Search code examples
gitgithubgithub-enterprise

Notification on failed GitHub WebHooks?


My company uses GitHub Enterprise to automatically update production and test servers when certain protected branches are updated.

When someone sends the push event, a payload is delivered to various servers, each running a small web server to receive such payloads. The web server then checks the "ref" element of the payload to see if the updated branch corresponds with the server.

For example, when someone sends the push event to the development branch, this is the start of the payload that the WebHook delivers to two servers, prod01 and dev01.

{
  "ref": "refs/heads/development",
  "before": "e9f64fa5a4bec5f68faf9533050097badf1c4c1f",
  "after": "e86956f39a26e85b850b81643332def33e7f15c6",
  "created": false,
  "deleted": false,
...
}

The prod01 server checks to see if the production branch was updated. It wasn't, so nothing happens on that server. The server dev01 checks the same payload to see if the development branch was updated. It was ("ref": "refs/heads/development"), so dev01 runs the following commands.

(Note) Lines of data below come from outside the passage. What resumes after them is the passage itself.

PR #1688, opened 2018-06-13
Add black

Natim:
Following DjangoCon it seems that using black is the right thing to do. Same as using prettier for our Javascript code, using black make the codebase coherent.

Black is the uncompromising Python code formatter. By using it, you agree to cede control over minutiae of hand-formatting. In return, Black gives you speed, determinism, and freedom from pycodestyle nagging about formatting. You will save time and mental energy for more important matters.

Blackened code looks the same regardless of the project you're reading. Formatting becomes transparent after a while and you can focus on the content instead.

Black makes code review faster by producing the smallest diffs possible.

- [ ] Add documentation.
- [x] Add tests.
- [x] Add a changelog entry.

### DIFF
--- a/docs/conf.py
+++ b/docs/conf.py
@@ -19,11 +19,12 @@ import sys
 # have an absolute __file__
 __HERE__ = os.path.dirname(os.path.abspath(__file__))
 
-on_rtd = os.environ.get('READTHEDOCS', None) == 'True'
+on_rtd = os.environ.get("READTHEDOCS", None) == "True"
 
 if not on_rtd:  # only import and set the theme if we're building docs locally
     import sphinx_rtd_theme
-    html_theme = 'sphinx_rtd_theme'
+
+    html_theme = "sphinx_rtd_theme"
     html_theme_path = [sphinx_rtd_theme.get_html_theme_path()]
 
 # otherwise, readthedocs.io uses their theme by default, so no need to specify
@@ -32,7 +33,7 @@ if not on_rtd:  # only import and set the theme if we're building docs locally
 # If extensions (or modules to document with autodoc) are in another directory,
 # add these directories to sys.path here. If the directory is relative to the
 # documentation root, use os.path.abspath to make it absolute, like shown here.
-sys.path.insert(0, os.path.abspath('..'))
+sys.path.insert(0, os.path.abspath(".."))
 
 # -- General configuration ------------------------------------------------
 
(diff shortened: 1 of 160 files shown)


docs/conf.py
```diff
@@ -43,31 +44,29 @@
...
 
 # The master toctree document.
-master_doc = 'index'
+master_doc = "index"
 
 # General information about the project.
-project = 'Kinto'
-copyright = '2015-%s — Mozilla Services' % datetime.datetime.now().year
+project = "Kinto"
+copyright = "2015-%s — Mozilla Services" % datetime.datetime.now().year
```
Natim: Move to ``.format()``

kinto/__init__.py
```diff
@@ -44,44 +43,44 @@ def main(global_config, config=None, **settings):
...
     # Force project name, since it determines settings prefix.
-    config.add_settings({'kinto.project_name': 'kinto'})
+    config.add_settings({"kinto.project_name": "kinto"})
 
-    kinto.core.initialize(config,
-                          version=__version__,
-                          default_settings=DEFAULT_SETTINGS)
+    kinto.core.initialize(
+        config, version=__version__, default_settings=DEFAULT_SETTINGS
+    )
```
leplatrem: That kind of change is a no go for me :) :trollface:

kinto/__init__.py
```diff
@@ -44,44 +43,44 @@ def main(global_config, config=None, **settings):
...
     if schema_enabled:
         config.add_api_capability(
-            'schema',
-            description='Validates collection records with JSON schemas.',
-            url='https://kinto.readthedocs.io/en/latest/api/1.x/'
-                'collections.html#collection-json-schema')
+            "schema",
+            description="Validates collection records with JSON schemas.",
+            url="https://kinto.readthedocs.io/en/latest/api/1.x/"
+            "collections.html#collection-json-schema",
```
leplatrem: «That must be a bug, that can't possibly be intentional» says my neighboor

Natim: :sob:

leplatrem:
Can we vote? Am I the only one to be hesitant?

glasserc:
I'm hesitant too. I think what we have already (verification using flake8) is working pretty well. I think we jumped on prettier too early in the JS world with the consequence that periodically we'd get a PR to update prettier and have to reformat everything. I'd like to avoid this mistake here.

I think if we can articulate exactly what we don't like about the Black style and reflect it in issues upstream, that would put us in a much better position.

PR #1735, opened 2018-08-14
Raise error if accounts is misconfigured (fixes #1734)

### LINKED ISSUE #1734: Kinto onboarding experience (part 2)
These is a followup from #1733 with random feedback with onboarding when trying to use the [accounts plugin](http://docs.kinto-storage.org/en/stable/api/1.x/accounts.html).

Started with updating my `config/kinto.ini` with:

```
kinto.includes = kinto.plugins.default_bucket
                 kinto.plugins.admin
                 kinto.plugins.accounts
```

Restarting the server goes smoothly. The admin loads fine and renders a new entry for *Kinto Account Auth*. I never created any Account just yet, though out of curiosity I try to log in using silly:silly:

Tadaa:

Wait, what?

Oh. It seems it actually used the Basic Auth strategy instead of the account one for login. This is odd and confusing as fsck.

Actually, I didn't went further with toying around with the admin as it looks broken to me. This is a little sad.

leplatrem:
Fixes #1734

### DIFF
--- a/kinto/plugins/accounts/__init__.py
+++ b/kinto/plugins/accounts/__init__.py
@@ -27,7 +27,7 @@ def includeme(config):
 
     settings = config.get_settings()
 
-    # Check that the account policy is mentionned in docs if included.
+    # Check that the account policy is mentioned in config if included.
     accountClass = 'AccountsAuthenticationPolicy'
     policy = None
     for k, v in settings.items():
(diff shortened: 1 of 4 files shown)


kinto/plugins/accounts/__init__.py
```diff
@@ -21,13 +25,28 @@ def includeme(config):
         'read': {'account': ['write', 'read']}
     }
 
-    # Add some safety to avoid weird behaviour with basicauth default policy.
     settings = config.get_settings()
+
+    # Check that the account policy is mentionned in docs if included.
```
glasserc: `mentioned`. Also, shouldn't `in docs` be `in config`?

git -C /path/to/dev01/repo reset --hard
git -C /path/to/dev01/repo clean -f
git -C /path/to/dev01/repo pull origin development

When the payload is delivered correctly, GitHub Enterprise returns this.

Working payload

But sometimes the web server isn't running on prd01 or dev01, so we get this, instead.

Failed payload: "We couldn't deliver this payload: Service Timeout"

When this happens, our workflow of updating the repository and expecting that the server will have the same changes doesn't work.

How can I be notified for failed payloads? I'd rather not set up something to poll the web servers or poll for bad statuses, if that's possible. Barring that, any solution that checks the status (RESTfully?) of the payload is better than checking to see if the web server is still running, since the payload may still fail for other reasons.

Edit: I've checked internally and it looks like we could probably set up one of our current monitoring services to check for responses on the web server's port on each server. In the image above, it's 8090, but it frequently differs.

This isn't my ideal solution, since it only really covers the case when the web server is not responding. There are a variety of other reasons why the payload delivery might fail.


Solution

  • There are two options:

    Real-time Monitoring

    Configure log forwarding and monitor for failed events in hookshot_resque with error codes 422 or 504.

    Cron-based Monitoring

    Some user that has administrative shell access to your instance can check for failed events using the command line utility ghe-webhook-logs. For example:

    show all failed hook deliveries in the past day

    ghe-webhook-logs -f -a YYYYMMDD

    The next step is to parse and automate the command. While this introduces a delay in detecting a failed webhook, it is the most robust and reliable method available.